# How do I interpret the results of this t-test?

I have two datasets, dataset A going from 1980 to 1990, and dataset B going from 1990 to 2000. I wanted to check if there is a significant difference between the two datasets so I ran a t-test. The result is not statistically significant (t-stat: -1.02), but I'm not sure on how to interpret that.

From what I understand, the null hypothesis is that the difference between the averages is 0 (in this case the null hypothesis is that there is no difference between the two datasets) and if the result of the t-test is statistically significant we reject the null hypothesis (meaning that the two datasets are statistically different).

Since in this case the t-stat is not statistically significant should I say that there is no statistically significant difference between the two datasets?

I'm wondering if my writeup is correct. What I've currently written is:

After running a t-test I find that the difference is not statistically significant (t-stat of -1.02) so the 1980 – 1990 performance is not statistically different from the 1990 – 2000 one.

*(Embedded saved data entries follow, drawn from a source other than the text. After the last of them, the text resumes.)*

PR #1051, opened 2026-09-14
Add copy and export for the Ask Optiq conversation

dhingora-amd:
## Motivation

The Ask Optiq assistant had no way to get a conversation out of the panel.
This adds Copy and Export so users can save an investigation, share findings,
or paste a transcript elsewhere.

## Technical Details

- Adds **Copy** and **Export** icon buttons to the assistant composer, beside
  Clear; both stay disabled until there is a conversation to save.
- **Copy** places the transcript on the clipboard (`ImGui::SetClipboardText`).
- **Export** writes it to a Markdown/text file via `AppWindow::ShowSaveFileDialog`.
- New `BuildTranscriptText()` renders the transcript as Markdown (You / Optiq
  turns, notices as blockquotes); charts are noted rather than snapshotted
  since they redraw from live model data.
- Reuses `NotificationManager` for success/failure feedback — no new logging
  or file-write helpers introduced.
- Files: `src/view/src/agenticprofiling/rocprofvis_ai_assistant.{h,_render.cpp}`.


tomk-amd (approved):

tomk-amd:
None of these are blockers, but recording them here...

### Issues 

- **Medium (UX)** — `rocprofvis_ai_assistant_render.cpp` (Export `IconButton`):
  Export uses `ICON_ARROW_IN_BOX`, which is already the **import** icon (`"Import from Basic"` in `rocprofvis_multi_track_table.cpp`). Tooltip says export, but the glyph means the opposite. Prefer `ICON_DOCUMENT`, `ICON_ARCHIVE`, or `ICON_ARROW_FORWARD` unless a dedicated export glyph is added.
- **Low** — `ExportTranscript()` write path:
  After `is_open()`, success is toasted without checking `write`/`flush`. A full disk or later write error still looks like success. Same gap exists in `ScriptEditor::WriteFile`; worth fixing here if you touch this path.


### Nits 

- Copy/export I/O lives in `_render.cpp`, whose file comment says that file only draws ImGui and that turn/state machinery stays in `rocprofvis_ai_assistant.cpp`. Functionally fine (`assistant.cpp` already includes `AppWindow`); a later split could move these three methods.
- Native save dialogs append **the first filter’s** extension when the name has none (`AppWindow` around the NFD path). Markdown is first, so a “Text” save named `notes` becomes `notes.md`. Pre-existing dialog behavior; not introduced here.
- Header comment says `BuildTranscriptText()` “renders” the transcript; it serializes it.

Sajeeth-Wimalasuriyan (approved):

• What do you mean by "going from 1980 to 1990" & "going from 1990 to 2000"? Is this a time series, & you're wondering it the values (of what?) are higher in later years than earlier? It seems a t-test is not likely to be appropriate here. – gung - Reinstate Monica Jun 4 '19 at 19:03
• Thank you for the answer. I have this investment strategy that gives me a time serie with all the returns. In 1990 an asset was removed and I want to check if this fact changed the returns of the strategy from the first to the second period. – Lorenzo Jun 4 '19 at 19:53
• Wouldn't it make sense to just assess that single asset to see if it's a net positive or negative? In general, you need to account for the non-independence of the data. This requires time series methods. – gung - Reinstate Monica Jun 4 '19 at 20:00
• But I removed the asset because I didn't have the data anymore not because I chose to do that, so it's impossible for me to check if in the second decade this asset would have been a net positive or negative (if I'm understanding correctly what you are suggesting) – Lorenzo Jun 4 '19 at 20:10

This seems correct assuming your t-statistic is correct as well (that you have the correct degrees of freedom, etc.). I would, however, specify to what level $$\alpha$$ your hypothesis can be rejected. Generally, statisticians/econometricians use $$\alpha=0.05$$ which yields the 1.96 threshold for most test statistics. If this is specified by a problem prompt, then this is not a problem, but if you are forming an original hypothesis you need to include your significance level. I hope that helps.